Church architecture worth the name


I meant to post about this the other day but Fr Michael Brown (happily posting again at Gateshead Revisited) got there before me.  A new church of the Protection of the Mother of God at Yasenevo, on the outskirts of Moscow. You can see more fabulous pictures and read something of its development at the Orthodox Arts Journal.

How wonderful to see a that it is still possible to build a modern church completely in touch with its architectural and liturgical tradition. Not only that, this wasn't paid for by some Russian oligarch but:
The true miracle of the Yasenevo church, though, lies not in its richness, but its poverty. Astonishingly, this church, constructed in just seven years, had no major individual donors. There was no great oligarch or wealthy institution footing the bill. Rather, the money came in small donations from ordinary people and pious organizations – 800,000 donors in total.
So it can still be done. What an indictment on the attitude so often seen here in the west, where churches both new and when "re-ordered" are either completely unremarkable or remarkable for their abandonment or ignorance of anything in our Christian tradition. When we are expected to praise every style except our own, so far as church architecture is concerned.

2 comments:

Jacobi said...

This church is beautiful, in that is it represents the beauty of the Triune God.

Given the architectural ugliness which Catholics in the UK have been subjected to since the 1960s, it leaves one feeling ashamed.
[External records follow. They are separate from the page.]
PR #18984, opened 2025-05-09
banktags: Fix potion storage's potions to have duplicate-item & remove-layout in an active layout

### LINKED ISSUE #18983: [Bank Tags] Potion Storage Potions are missing bank tag management options
### Type

Incorrect behavior

### Operating System

Windows

### OS Version

Windows 10

### Bug description

Potions that appear in a Bank Tag layout (core) are missing the following options:

- Remove tag (x)
- Duplicate Item
- Edit Tags (x)

If the item is in the bank itself, then these options appear, however if the potions are not found in the bank and are only in the potion storage then these options do not show.

### Screenshots or videos

In the following image, the Prayer Potions are found ONLY in potion storage, thus are missing the options:
Image

In the following image, the Divine Super Combat potion is found both in Potion Storage AND in the bank, thus all options appear:
Image

### RuneLite version

RL Version: 1.11.7
Launcher Version 2.7.1

### Logs

_No response_

JZomDev:
Switching from Examine to Withdraw-1 & detect if an item is in potion storage allows Duplicate-Item and Remove-layout to be added, because Examine is not on a potion coming from potion storage. 

Fixes #18983

### DIFF
--- a/runelite-client/src/main/java/net/runelite/client/plugins/banktags/tabs/TabInterface.java
+++ b/runelite-client/src/main/java/net/runelite/client/plugins/banktags/tabs/TabInterface.java
@@ -771,7 +771,7 @@ public class TabInterface
 	{
 		if ((activeOptions & BankTagsService.OPTION_ALLOW_MODIFICATIONS) != 0
 			&& event.getActionParam1() == InterfaceID.Bankmain.ITEMS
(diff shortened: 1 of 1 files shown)


Adam-:
added in b9c6ac741a0b130f0930760626068a80c96e8505

PR #686, opened 2025-06-27
Revert token registry fix

anmazzotti:
Turns out that #673 was incorrect and needs to be reverted.
The original `identity_token` yaml key was correct.

I followed the wharfie libraries implementation that the RKE2 agent is using to match the AuthConfig struct now.
This is also why the `json` key is `identitytoken` instead of `identity_token` like the `yaml`. See: https://github.com/rancher/wharfie/blob/main/pkg/registries/types.go#L28

Fixes #

**Checklist**:

- [ ] includes documentation
- [ ] adds unit tests

### DIFF
--- a/docs/book/src/02_topics/04_embedded-registry.md
+++ b/docs/book/src/02_topics/04_embedded-registry.md
@@ -1,12 +1,10 @@
 # Configuring Embedded Registry in RKE2
 
 ## Overview
-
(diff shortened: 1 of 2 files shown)


alexander-demicev (approved):

docs/book/src/02_topics/04_embedded-registry.md
```diff
@@ -63,3 +63,4 @@ When configuring the `authSecret`, ensure the secret contains the following keys
 
 - **`username` and `password`** - When using Basic Auth credentials
 - **`identity-token`** - When using a personal access token
```
thehejik, line 65:
```suggestion
- **`identity_token`** - When using a personal access token
```

salasberryfin (approved):

PR #694, opened 2025-07-04
Configures usage of feature-gate & manager flags

### LINKED ISSUE #588: Document and allow usage of managers flags
Almost none of the flags are configurable by the end user, since they miss matching environment variables in the *-components.yaml

Also none of the flag is documented anywhere. 
Applies to both bootstrap and controlplane managers.

apoorvajagtap:
kind/feature
kind/documentation

Allows configuring following feature-gate & manager flags:
- ClusterTopology : featureGate
- namespace : flag
- concurrency  : flag

Fixes #588 

**Checklist**:

- [ ] includes documentation
- [ ] adds unit tests

### DIFF
--- a/bootstrap/config/manager/manager.yaml
+++ b/bootstrap/config/manager/manager.yaml
@@ -21,11 +21,12 @@ spec:
       - command:
         - /manager
         args:
-        - --leader-elect
+        - "--leader-elect"
         - "--diagnostics-address=${CAPRKE2_DIAGNOSTICS_ADDRESS:=:8443}"
         - "--insecure-diagnostics=${CAPRKE2_INSECURE_DIAGNOSTICS:=false}"
-        - "--feature-gates=MachinePool=${EXP_MACHINE_POOL:=true}"
         - "--v=${CAPRKE2_DEBUG_LEVEL:=0}"
+        - "--feature-gates=MachinePool=${EXP_MACHINE_POOL:=true},ClusterTopology=${CLUSTER_TOPOLOGY:=true}"
+        - "--concurrency=${CONCURRENCY_NUMBER:=10}"
         image: controller:latest
         name: manager
         ports:
--- a/controlplane/config/manager/manager.yaml
+++ b/controlplane/config/manager/manager.yaml
@@ -25,6 +25,7 @@ spec:
         - "--diagnostics-address=${CAPRKE2_DIAGNOSTICS_ADDRESS:=:8443}"
         - "--insecure-diagnostics=${CAPRKE2_INSECURE_DIAGNOSTICS:=false}"
         - "--v=${CAPRKE2_DEBUG_LEVEL:=0}"
+        - "--concurrency=${CONCURRENCY_NUMBER:=10}"
         image: controller:latest
         name: manager
         env:
--- a/docs/book/src/02_topics/05_configure-manager-options.md
+++ b/docs/book/src/02_topics/05_configure-manager-options.md
@@ -1,0 +1,46 @@
+## Supported Manager Options
+
+At present, the following feature gates and flags are supported for configuration.
+
+### Feature Gates
+
+| Name            | Description                                           | Default | Env Variable     |
+|-----------------|-------------------------------------------------------|---------|------------------|
+| MachinePool     | for MachinePool functionality                         | true    | EXP_MACHINE_POOL |
+| ClusterTopology | for ClusterClass and managed topologies functionality | true    | CLUSTER_TOPOLOGY |
+
+### Flags
+
+| Name        | Description                                                        | Default | Env Variable       |
+|-------------|--------------------------------------------------------------------|---------|--------------------|
+| concurrency | Number of core resources to process simultaneously                 | 10      | CONCURRENCY_NUMBER |
+
+## Configuring Manager Options
+In order to configure the manager options, it is required to patch the respective values in the 
+`rke2-bootstrap-controller-manager` and `rke2-control-plane-controller-manager` deployments.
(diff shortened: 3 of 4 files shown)


bootstrap/config/manager/manager.yaml
```diff
@@ -21,11 +21,18 @@ spec:
...
+        - "--leader-elect"
         - "--diagnostics-address=${CAPRKE2_DIAGNOSTICS_ADDRESS:=:8443}"
         - "--insecure-diagnostics=${CAPRKE2_INSECURE_DIAGNOSTICS:=false}"
-        - "--feature-gates=MachinePool=${EXP_MACHINE_POOL:=true}"
         - "--v=${CAPRKE2_DEBUG_LEVEL:=0}"
+        - "--feature-gates=MachinePool=${EXP_MACHINE_POOL:=true},ClusterTopology=${CLUSTER_TOPOLOGY:=true}"
+        - "--namespace=$(WATCH_NAMESPACE)"
+        - "--concurrency=$(CONCURRENCY_NUMBER)"
+        env:
+        - name: WATCH_NAMESPACE
```
anmazzotti, line 32: These are not needed here. Clusterctl does the substitution on the manifest itself before applying it.

bootstrap/config/manager/manager.yaml
```diff
@@ -21,11 +21,18 @@ spec:
...
         - /manager
         args:
-        - --leader-elect
+        - "--leader-elect"
         - "--diagnostics-address=${CAPRKE2_DIAGNOSTICS_ADDRESS:=:8443}"
         - "--insecure-diagnostics=${CAPRKE2_INSECURE_DIAGNOSTICS:=false}"
-        - "--feature-gates=MachinePool=${EXP_MACHINE_POOL:=true}"
         - "--v=${CAPRKE2_DEBUG_LEVEL:=0}"
+        - "--feature-gates=MachinePool=${EXP_MACHINE_POOL:=true},ClusterTopology=${CLUSTER_TOPOLOGY:=true}"
+        - "--namespace=$(WATCH_NAMESPACE)"
```
anmazzotti, line 29: These should use curly brackets `{`, I'm not sure it will count as an env variable for clusterctl otherwise.

apoorvajagtap: I tried the following pattern to maintain consistency earlier:
```
- "--namespace=${WATCH_NAMESPACE:=}"
- "--concurrency=${CONCURRENCY_NUMBER:=10}"
```
expecting an empty string to be picked up if `WATCH_NAMESPACE` is not exported. But, this has been leading to e2e test failures with `WATCH_NAMESPACE` unset (works well for concurrency though).
So, I opted for the native k8s way for env, which seems to work.

bootstrap/config/manager/manager.yaml
```diff
@@ -21,11 +21,13 @@ spec:
...
         - /manager
         args:
-        - --leader-elect
+        - "--leader-elect"
         - "--diagnostics-address=${CAPRKE2_DIAGNOSTICS_ADDRESS:=:8443}"
         - "--insecure-diagnostics=${CAPRKE2_INSECURE_DIAGNOSTICS:=false}"
-        - "--feature-gates=MachinePool=${EXP_MACHINE_POOL:=true}"
         - "--v=${CAPRKE2_DEBUG_LEVEL:=0}"
+        - "--feature-gates=MachinePool=${EXP_MACHINE_POOL:=true},ClusterTopology=${CLUSTER_TOPOLOGY:=true}"
+        - "--namespace=${WATCH_NAMESPACE:=''}"
```
anmazzotti, line 29: I think `""` is the empty string, not sure it will work with single quotes.

bootstrap/config/manager/manager.yaml
```diff
@@ -21,11 +21,16 @@ spec:
...
         - "--diagnostics-address=${CAPRKE2_DIAGNOSTICS_ADDRESS:=:8443}"
         - "--insecure-diagnostics=${CAPRKE2_INSECURE_DIAGNOSTICS:=false}"
-        - "--feature-gates=MachinePool=${EXP_MACHINE_POOL:=true}"
         - "--v=${CAPRKE2_DEBUG_LEVEL:=0}"
+        - "--feature-gates=MachinePool=${EXP_MACHINE_POOL:=true},ClusterTopology=${CLUSTER_TOPOLOGY:=true}"
+        - "--namespace=$(WATCH_NAMESPACE)"
+        - "--concurrency=${CONCURRENCY_NUMBER:=10}"
+        env:
+          - name: WATCH_NAMESPACE
+            value: ${WATCH_NAMESPACE:=""}
```
furkatgofurov7, line 33: Where are these feature flags defined? I don't seem to find them anywhere..

furkatgofurov7: correct, but I don't like the fact that it is just defined as an arg and not defined/used anywhere, like in e2e/conf.yaml we have bunch of these set like https://github.com/rancher/cluster-api-provider-rke2/blob/5ae52a57956daf32b39d9f949b7650273e341a9b/test/e2e/config/e2e_conf.yaml#L116 for example

alexander-demicev (approved):

bootstrap/config/manager/manager.yaml
anmazzotti: That I added because I was struggling with logs iirc. 
I don't think we need to test argument mapping, I'd trust clusterctl to work fine and they are already implicitly tested with the defaults imho

furkatgofurov7 (approved):

PR #697, opened 2025-07-11
Implement control plane load balancer exclusion

### LINKED ISSUE #696: need to have RKE2 provider set exclude-from-external-load-balancers on CP nodes that are being deleted
## Problem statement

When using RKE2 with MetalLB, with MetalLB speakers running on control-plane nodes, we would need MetalLB to gracefully stop advertising virtual IPs; or else we may enter a state where metallb still advertises a virtual IP but has lost the ability to reliably reach kubernetes API and cannot know that it should relinquish the VIP.

## Non solution

Metallb 0.14.9 had an evolution which would have let us obtain exactly this behavior (https://github.com/metallb/metallb/pull/2470), but this evolution was unfortunately removed in 0.15.0 (https://github.com/metallb/metallb/pull/2715).

## Proposed solution

**Credits to @zioc for the base idea, to @anmazzotti for suggesting the opt-in aspect**

The proposed solution is based on the fact that [metallb honors](https://github.com/metallb/metallb/pull/2073) the [exclude-from-external-load-balancers well-known label](https://kubernetes.io/docs/reference/labels-annotations-taints/#node-kubernetes-io-exclude-from-external-load-balancers).

The behavior would be the following: cabprke2 would have an optional behavior (based on some `rke2.controlplane.cluster.x-k8s.io/load-balancer-exclusion` new annotation that would be introduced for this purpose) that would consist in labeling a Node with the [exclude-from-external-load-balancers well-known label](https://kubernetes.io/docs/reference/labels-annotations-taints/#node-kubernetes-io-exclude-from-external-load-balancers) on Machine Node drain, more precisely in a pre-drain CAPI Machine hook (doing this labeling later, e.g. in pre-terminate would probably be too late, possibly not giving metallb sufficient time to react before etcd is killed).  Once the node would be labelled, metallb would gracefully stop advertising the virtual IP from the speaker running on that node.

## Background Context

The idea described here started from a discussion with @anmazzotti and @zioc around metallb and etcd membership removal.

* thanks to https://github.com/rancher/cluster-api-provider-rke2/pull/684, there will now be a clean way to have cabprke2 remove etcd membership 
* Sylva, which can't yet use this unreleased evolution is using a custom build of cabprke2 which skips the etcd membership removal code -- we of course don't want to do this in the long tun
* until today we had in mind that since metallb 0.14.9 we could consider that metallb behavior was fine during node drain/deletion (but as said above since the revert  in 0.15.x, it is **not**)
* while testing this evolution in Sylva, we noticed problems of metallb VIP reachability, which led to reconsider the part that metallb plays during CP node rolling updates

/cc @hardys

anmazzotti:
This PR introduces a `RKE2ControlPlane` annotation: `rke2.controlplane.cluster.x-k8s.io/load-balancer-exclusion`.

This annotation will apply the `pre-drain.delete.hook.machine.cluster.x-k8s.io/rke2-lb-exclusion` annotation on all control plane Machines.
The purpose of the hook is to apply the `node.kubernetes.io/exclude-from-external-load-balancers: "true"` label on the underlying Node, giving the external load balancer occasion to stop advertising it.

The `RKE2ControlPlane` annotation can be toggled, to enable or disable this feature accordingly.

Fixes #696

**Checklist**:

- [ ] includes documentation
- [ ] adds unit tests


zioc:
I've just raised an MR in sylva to test how it works: https://gitlab.com/sylva-projects/sylva-core/-/merge_requests/4874

(The last tests of [release 0.17.1](https://gitlab.com/sylva-projects/sylva-core/-/merge_requests/4763) and [build of PR 684](https://gitlab.com/sylva-projects/sylva-core/-/merge_requests/4766) were showing multiple failures in upgrades, we'll see if that PR helps)

alexander-demicev:
@anmazzotti I added do not merge label, feel free to remove it once we can merge the PR

controlplane/internal/controllers/lifecycle_hook.go
```diff
@@ -0,0 +1,378 @@
...
+	if deletingMachine == nil {
+		log.V(5).Info("Waiting on other machines to be deleted.")
+
+		return ctrl.Result{RequeueAfter: deleteRequeueAfter}, nil
+	}
+
+	log = log.WithValues("Machine", klog.KObj(deletingMachine))
+	ctx = ctrl.LoggerInto(ctx, log)
+
+	if controlPlane.Machines.Len() < 2 {
```
zioc, line 128: Could it even happen? Draining and deleting the last CP node will inevitably lead to cluster failure...

This extra check won't hurt in any case.

anmazzotti: We do allow users to break their clusters, yes. :D
It will be fixed: https://github.com/rancher/cluster-api-provider-rke2/issues/701

The extra check is needed now and I think it will be good to stay just in case.

PR #698, opened 2025-07-11
Add ConfigMap support as FileSource

### LINKED ISSUE #565: Add ConfigMap support as FileSource for write_files configuration
**Describe the solution you'd like**:

Add support for ConfigMaps as a FileSource in write_files configuration for cloud-init. Similar to the existing SecretFileSource functionality, we need the ability to reference ConfigMap data when generating files during initialization. This will allow getting file content from either Secrets or ConfigMaps depending on the use case.

Currently file content can only be sourced from Secrets, which is limiting for non-sensitive configuration data
ConfigMaps are the standard Kubernetes way to handle non-sensitive configuration
This will provide more flexibility in managing configuration data
Users can better separate sensitive data (in Secrets) from regular configuration (in ConfigMaps)

The implementation should maintain backwards compatibility with existing SecretFileSource
Only one source type (Secret or ConfigMap) should be allowed at a time for a given file
This enhancement follows the standard Kubernetes pattern of using ConfigMaps for configuration data
Documentation will need to be updated to reflect the new ConfigMap support

valaparthvi:
kind/feature
1. Add ConfigMap support as a FileSource
2. `Secret` and `ConfigMap` both will be marked as optional, since either `ConfigMap` or `Secret` must be provided when fetching contentFrom file. A new `FileSourceRef` structure is added, replacing `SecretFileSource`.
3. Add kubebuilder validation to ensure either one is provided if fetching contentFrom FileSource, and only one is provided. ~~Add unit tests for the same.~~
4. Add e2e test for this.
5. Add documentation

Fixes #565 

**Checklist**:

- [x] includes documentation
- [x] adds unit tests


bootstrap/api/v1alpha1/rke2config_types.go
```diff
@@ -328,6 +333,18 @@ type SecretFileSource struct {
 	Key string `json:"key"`
 }
 
+// ConfigMapFileSource adapts a ConfigMap into a FileSource.
```
alexander-demicev, line 336: We don't add new features to previous API versions, this can be removed from v1alpha1.

bootstrap/api/v1beta1/rke2config_types.go
```diff
@@ -338,6 +343,18 @@ type SecretFileSource struct {
 	Key string `json:"key"`
 }
 
+// ConfigMapFileSource adapts a ConfigMap into a FileSource.
+//
+// The contents of the target ConfigMap's Data field will be presented
+// as files using the keys in the Data field as the file names.
+type ConfigMapFileSource struct {
```
alexander-demicev, line 350: ConfigMapFileSource and SecretFileSource are identical, maybe we can have single `FileSourceRef` structure for both?

bootstrap/api/v1beta1/rke2config_webhook.go
```diff
@@ -158,10 +158,34 @@ func (s *RKE2ConfigSpec) validate(pathPrefix *field.Path) field.ErrorList {
 
 	allErrs = append(allErrs, s.validateIgnition(pathPrefix)...)
 	allErrs = append(allErrs, s.validateRegistries(pathPrefix)...)
+	allErrs = append(allErrs, s.validateFileSource(pathPrefix)...)
 
 	return allErrs
 }
 
+// validateFileSource ensures that either ConfigMap or Secret FileSource is provided; it raises error if both or none are provided
+func (s *RKE2ConfigSpec) validateFileSource(pathPrefix *field.Path) field.ErrorList {
```
alexander-demicev, line 167: out of the scope for this PR but we might want use CEL instead of admission webhooks

bootstrap/internal/controllers/rke2config_controller.go
```diff
@@ -548,28 +548,50 @@ func (r *RKE2ConfigReconciler) generateFileListIncludingRegistries(
 
 	for _, file := range scope.Config.Spec.Files {
 		if file.ContentFrom != nil {
-			scope.Logger.V(5).Info("File content is coming from a Secret, getting the content...")
+			if file.ContentFrom.Secret.DeepCopy() != nil {
```
alexander-demicev, line 551: what is the reason to use deepcopy here?

alexander-demicev (changes requested):
thanks, overall looks great, I have a couple of small comments

bootstrap/api/v1beta1/rke2config_types.go
valaparthvi: That would differ from the other bootstrap providers that have `SecretFileSource`, if you think it will be okay, I can add a `FileSourceRef` with something like:
```
type FileSourceRef struct {
   	// Name of the source in the RKE2BootstrapConfig's namespace to use.
	Name string `json:"name"`

	// Key is the key in the source's data map for this value.
	Key string `json:"key"`

	// Type is the type of the source, this value can either be secret or configMap.
        Type string `json:"type"` 
}
```

`Type` would help determine which resource to fetch the data from.

bootstrap/internal/controllers/rke2config_controller.go
valaparthvi: `file.ContentFrom.Secret` is not a pointer, and I was not sure which version of `SecretFileSource` to use to check if it is empty or not, `DeepCopy()` helped simplify the check. I did think of using `file.ContentFrom.Secret.Name != ""` or something similar, but then decided to go ahead with `DeepCopy()` check.

bootstrap/api/v1beta1/rke2config_types.go
alexander-demicev: I meant something like this:
```golang
type FileSource struct {
	// SecretFileSource represents a secret that should populate this file.
	//+optional
	Secret FileSourceRef `json:"secret"`

	// ConfigMapFileSource represents a ConfigMap that should populate this file.
	//+optional
	ConfigMap FileSourceRef `json:"configMap"`
}

type FileSourceRef struct {
	// Name of the secret in the RKE2BootstrapConfig's namespace to use.
	Name string `json:"name"`

	// Key is the key in the secret's data map for this value.
	Key string `json:"key"`
}
```
wdyt?

valaparthvi: I modified this. I am now seeing the following error since these are undefined functions, but I am not a 100% sure if I should define them manually or add some conversion logic to `RKE2Config`'s `ConvertTo` and `ConvertFrom` methods in the `bootstrap/api/v1alpha1/conversion.go` file and then run `make generate` which might resolve these errors.

```
# github.com/rancher/cluster-api-provider-rke2/bootstrap/api/v1alpha1 [github.com/rancher/cluster-api-provider-rke2/bootstrap/api/v1alpha1.test]
./zz_generated.conversion.go:76:10: undefined: Convert_v1beta1_FileSource_To_v1alpha1_FileSource
./zz_generated.conversion.go:305:13: undefined: Convert_v1beta1_FileSource_To_v1alpha1_FileSource
./zz_generated.conversion.go:320:12: undefined: Convert_v1alpha1_SecretFileSource_To_v1beta1_FileSourceRef
./zz_generated.conversion.go:332:12: undefined: Convert_v1beta1_FileSourceRef_To_v1alpha1_SecretFileSource
```

Should I define these functions manually?

alexander-demicev (approved):
Thanks, all looks good

alexander-demicev (approved):
thanks for working on this

PR #794, opened 2026-01-13
:sparkles: Bump to CAPI v1.11.5 and adopt `v1beta2` contract

### LINKED ISSUE #732: Bump CAPI to v1.11.0
Migration guide: https://cluster-api.sigs.k8s.io/developer/providers/migrations/v1.10-to-v1.11

Also, we need to take care of adding `kind: Metadata` to all metadata manifests in the repo, xref: https://github.com/kubernetes-sigs/cluster-api/pull/12242.

salasberryfin:
kind/feature

This bumps the provider to CAPI v1.11.5 and adopts the new `v1beta2` CAPI contract.

As control plane/bootstrap providers are highly coupled to core CAPI objects, there's no middle ground or multi-step adoption of CAPI v1.11 like other infrastructure providers are doing. This requires us to create a fully new CAPRKE2 API version `v1beta2` in which we can integrate all of the breaking changes that come with the migration.

The main changes that are addressed by this PR (please, refer to the [migration guide](https://cluster-api.sigs.k8s.io/developer/providers/migrations/v1.10-to-v1.11) for a full list):
- The transition to the new K8s aligned conditions using `metav1.Conditions` types and the new condition semantic has been completed. This requires a complete rebuild of the existing `Status` definitions. For the time being, and inline with the upstream recommendation, the CAPI-specific conditions are kept until `v1beta1` is completely dropped, but are moved to `status.deprecated.v1beta1`.
- The `spec.controlPlaneRef` and `spec.infrastructureRef` fields are now using `ContractVersionedObjectReference` type instead of `corev1.ObjectReference`. This means that fields like `namespace`, `resourceVersion`, `apiVersion` are no longer available and `apiGroup` must be used instead. With this change, the object version is not explicitly specified in the spec and will be read from the corresponding CRD

There are many other changes but it is impossible to list them all in a PR description. These two are probably the ones that require the most changes, including CRD, controller logic and API conversion.

The goal of this first iteration on CAPI v1.11 support is to have a fully functional provider based on the following E2E suites:
- [x] Workload cluster creation.
- [x] Cluster Class provisioning.
- [x] External Datastore.
- [x] In-place propagation.
- [x] RCP remediation
- [x] Provider upgrade: it now requires dealing with API version changes and this creates an extra layer of complexity for validating resource health.

Tests that are skipped:
- Bootstrap & Pivot.

**Which issue(s) this PR fixes**:
Fixes #732 

Built on top of #793 and #798.

After this PR is merged, there will be follow-ups to improve and streamline the implementation, including better testing, condition management and specific API definitions.

**Checklist**:

- [ ] includes documentation
- [x] adds unit tests

### DIFF
--- a/.github/workflows/e2e.yml
+++ b/.github/workflows/e2e.yml
@@ -31,3 +31,29 @@ jobs:
           name: e2e-artifacts
           path: _artifacts
           if-no-files-found: ignore
+  e2e-tests-upgrade:
+    runs-on: runs-on,runner=4cpu-linux-x64,run-id=${{ github.run_id }}
+    steps:
+      - name: Checkout code
+        uses: actions/checkout@v6
+        with:
+          fetch-depth: 0
+      - name: Install Go
+        uses: actions/setup-go@v6
+        with:
+          go-version-file: go.mod
+      - name: Setup kind
+        uses: helm/kind-action@v1.13.0
+        with:
+          install_only: true
+      - name: Run E2E tests
+        env:
+          GINKGO_LABEL_FILTER: upgrade
+        run: make test-e2e
+      - name: Archive artifacts
+        if: always()
+        uses: actions/upload-artifact@v6.0.0
+        with:
+          name: e2e-upgrade-artifacts
+          path: _artifacts
+          if-no-files-found: ignore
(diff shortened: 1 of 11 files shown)


alexander-demicev (approved):
This is a huge amount of work, thanks a lot for taking care of the update!

alexander-demicev (approved):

I am a perhaps bit conscious of this. I come, as a Catholic, from a mainly Protestant family. The family (Protestant) parish church, which I go to for various events from time to time is about two hundred years old - and it is beautiful and Christian by any standards. I never cease to be reminded of this when I go to various post-sixties Catholic churches where I live.

David O'Neill said...

Perhaps even worse, Jacobi, are the many old & beautiful Catholic churches which were virtually destroyed by modernisation in the name of Vatican 2. There is, I believe, only 1 totally unspoiled church in the city of Newcastle upon Tyne where the High Altar, altar rails et al are still in place. Sadly that church no longer has a resident priest & has, I believe, only 1 Mass each week on Sundays.